Erschließung und Digitalisierung des Nachlasses Adolf Spamer
Adolf Spamer is seen as a pioneer of the discipline “Volkskunde” (cultural anthropology) and as the scholar who shaped its academic profile in the first half of the 20th century. He was appointed to the Chair of Philology and Anthropology of the University of Applied Sciences of Dresden in 1926 and subsequently held the first exclusively anthropological chair at the Friedrich-Wilhelms University in Berlin. After the Second World War, Spamer played a leading role in the development of institutionalized cultural anthropology in the GDR. He died in Dresden in 1953.
The Academy of Sciences of the GDR acquired the voluminous personal archive, and later a large part of the documents was handed over to its Dresden research unit – the predecessor institution to the ISGV. It consists of academic and life historical documents, of the Corpus of Blessings and Incantations (Corpus der Segen und Beschwörungsformeln – CSB), a collection of devotional pictures and the so-called World War I Collection. Not only Spamer ’s correspondence with reputable anthropologists and scholars of cultural studies asks to be studied intensively, but also the original documents on phenomenona of popular culture are, as valuable sources, of great significance to research. Among them are handwritten recipe books, devotional pictures, propaganda postcards of World War I or the instructional book of the Hamburg tattooist Karl Finke. The CSB contains about 23 000 formula, documenting spiritual beliefs and medical practices since the Middle Ages. Spamer began with their collection already before World War I and continued doing so until the end of his life. The CSB is unprecedented because of its size and the long period of collection. It is also the project on which Spamer was concentrating most intensively. In order to make this multifaceted personal archive accessible to research, the material is now being indexed and will be presented in the Kalliope-Verbundkatalog of the Staatsbibliothek Berlin – Preußischer Kulturbesitz, as well as in the Digital Picture Archive (Digitales Bildarchiv) of the ISGV.

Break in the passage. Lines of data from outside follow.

PR #143, opened 2019-01-07
Update Docs

ooreilly:
This PR updates the documentation tools to their most recent version (see PR #141).

PR #144, opened 2019-01-08
Add consistency check for documentation tools

ooreilly:
This tool generates html reports whenever there is a mismatch found between any new and old documentation.

Interestingly enough, there is an extra newline character introduced in the of the docs. I will investigate if it is coming from #143.

### DIFF
--- a/Docs/doc_diff.py
+++ b/Docs/doc_diff.py
@@ -1,5 +1,5 @@
 """
-usage: test_docs.py [DocPath1 DocPath2 ...]
+usage: doc_diff.py [DocPath1 DocPath2 ...]
 
 DocPath1, ...   List the directories to perform consistency check of
                 documentation for (optional).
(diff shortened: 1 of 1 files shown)


gcarleo:
@ooreilly great, this seems useful indeed. 

I see that you have some "build" function inside here. I think it would be extremely useful to have a script to re-generate automatically the documentation for the whole netket library, so that we don't have to do this by hand every time. Basically this would create the folders `Graph`, `Machine` etc corresponding to the different submodules of netket and then build the docs for each of the classes in the modules. 

Wanna help out with this? Thanks!

Docs/test_docs.py
```diff
@@ -0,0 +1,145 @@
+"""
```
gcarleo: maybe we can just call this doc_diff or something? otherwise we might think that test_docs performs other checks such as those performed by pytest on the example snippets

ooreilly:
> @ooreilly great, this seems useful indeed.
> 
> I see that you have some "build" function inside here. I think it would be extremely useful to have a script to re-generate automatically the documentation for the whole netket library, so that we don't have to do this by hand every time. Basically this would create the folders `Graph`, `Machine` etc corresponding to the different submodules of netket and then build the docs for each of the classes in the modules.
> 
> Wanna help out with this? Thanks!

I agree it would be good to automate the build process for the documentation. I can help out with that.

Docs/test_docs.py
ooreilly: That is good suggestion. I renamed it.

PR #146, opened 2019-01-09
Add automatic generation of markdown docs + extract all class methods

gcarleo:
To generate documentation now just go to '/Docs' and do

```
python make_all_docs.py
```

if a new submodule is added to main netket module, it must be manually added in `make_all_docs.py`,
appending its name to the list `submodules=[graph,...]`


gcarleo:
@ooreilly @jamesETsmith I just added a tool to generate all docs for the clsses in the submodules automatically + improved the parser to support generic class methods. @ooreilly , I didn't do the submodule yet

jamesETsmith:
@gcarleo this looks good to me! It's much cleaner than the bash script I was using.

gcarleo:
@ooreilly yes switching to non capitalized directories is intentional, since modules are lowercase, and it makes more sense to keep their non-capitalized names for folders

And true, the empty documentation is because we don't have documentation yet for those classes, we are in the process of adding them. I guess for the moment it's good to keep empty files, also as a placeholder for the work to be done. Maybe one could just generate non empty files with only the class name in the header... I will try to do this change and also moving things in separate functions later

From May 2017 to October 2019, the project will be funded by the Saxon Ministry of State for Science and the Arts. It is part of the cooperative project “Virtual Archives for research in humanities” (Verbundprojekt „Virtuelle Archive für die geisteswissenschaftliche Forschung“). This project will present the cultural and scientific heritage of Saxony for academic research in a sustainable way and for an interested public. It is the objective of this cooperative project to promote linkages between the institutions of the humanities financed by the Free State of Saxony in the area of Digital Humanities. The overall coordination of the project lies with the Saxon Academy of Sciences in Leipzig. (Sächsische Akademie der Wissenschaften zu Leipzig).

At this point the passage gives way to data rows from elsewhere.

PR #149, opened 2019-01-17
Fix doc-diff

ooreilly:
As explained in #142, doc-diff crashed when trying to run it on certain modules. This PR fixes the problem.
doc diff now uses the same function as `make_all_docs` for temporarily building the documentation.

As stated in #144, this tool generates html reports whenever there is a mismatch found between any new and old documentation. To see it in action, make a temporary change to any of your already generated docs, e.g., `graph/Hypercube.md`.


Docs/make_all_docs.py
```diff
@@ -1,29 +1,3 @@
-import netket
-import format
-import inspect
-import sys
-import os
-import pkgutil
+import build
```
jamesETsmith: If we're going to get rid of nearly everything here, I think we should just call `build_docs()` from the `build.py` and get rid of `make_all_docs.py`.

ooreilly: Thanks for your feedback @jamesETsmith! I agree with everything you said. Latest commit addresses your remarks and here are my responses to them:
 1. I went through the explanations and cleaned them up a bit. I also added some explanations on how to use `build.py`.
2. I removed `make_all_docs.py`. You now use `python3 build.py` to build the docs. If you don't want to build everything simply use `python3 build.py graph`, to only build the `graph` submodule.

gcarleo: I would just suggest to rename build into build_docs, to be a bit more specific

ooreilly: @gcarleo done!

PR #150, opened 2019-01-19
WIP: Extract stochastic reconfiguration code from VMC class

femtobit:
The main commit in this PR extracts the SR code from `VariationalMonteCarlo` to a separate class. 
So far, the interface of the VMC class is left unchanged. However, this could be a good point to discuss whether it should stay this way for v2.0.

Currently, the method to update the variational parameters is configurable in two ways:
1. First, the method to compute the parameter update `dp`. Can be either `Gd` or `Sr` and is set via several VMC constructor parameters. The actual computation steps happen in the `Gradient` and `UpdateParameters` methods of `VariationalMonteCarlo`.
1. Second, the method to apply `dp`, which is determined by the `AbstractOptimizer` passed to VMC. In the simplest case (the `Sgd` class), this is of the form `p(t+1) = p(t) + a(t) * dp` where `a(t)` is the current learning rate.

Part 2 is under control of the users since they can pass in a custom optimizer. Part 1 is currently less configurable. We could discuss whether we should make this extendable as well by providing a suitable base class with subclasses for the current SR and GD methods. What do you think?

(In any case, I think extracting the SR part from the VMC code makes it easier to understand.)

### DIFF
--- a/NetKet/GroundState/variational_montecarlo.hpp
+++ b/NetKet/GroundState/variational_montecarlo.hpp
@@ -151,7 +151,9 @@ class VariationalMonteCarlo {
         sampler_(sampler),
         psi_(sampler.GetMachine()),
         opt_(optimizer),
-        elocvar_(0.) {
+        elocvar_(0.),
+        totalnodes_(MpiSize()),
+        mynode_(MpiRank()) {
     Init(nsamples, discarded_samples, discarded_samples_on_init, method,
          diag_shift, rescale_shift, use_iterative, use_cholesky);
   }
@@ -167,9 +169,6 @@ class VariationalMonteCarlo {
     Okmean_.resize(npar_);
 
     setSrParameters();
-
-    MPI_Comm_size(MPI_COMM_WORLD, &totalnodes_);
-    MPI_Comm_rank(MPI_COMM_WORLD, &mynode_);
 
     nsamples_ = nsamples;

Other participating institutions:
- Saxon Academy of Sciences in Leipzig (Sächsische Akademie der Wissenschaften zu Leipzig): Virtual archive of the Saxon Academy of Sciences
- Sorbian Institute (Serbski institut │Sorbisches Institut): Virtual archive of Sorbian history in the 20th century
- Hannah Arendt Institute for Research into Totalitarianism (Hannah-Arendt-Institut für Totalitarismusforschung e.V. (HAIT) at the University of Applied Sciences Dresden: Database on the Dresden Daily Newspaper “Der Freiheitskampf”
- Leibniz Institute for Jewish History and Culture – Simon Dubnow: Jewish scholars of modernity in Saxony.
- Leibniz Institute for History and Culture of Eastern Europe: Virtual Archive “Saxony and Eastern Europe” – Indexing of rare Sources for Eastern Europe Research
This measure is partly funded from tax revenue based on the budget decided by the parliamentarians of the Saxon State Parliament.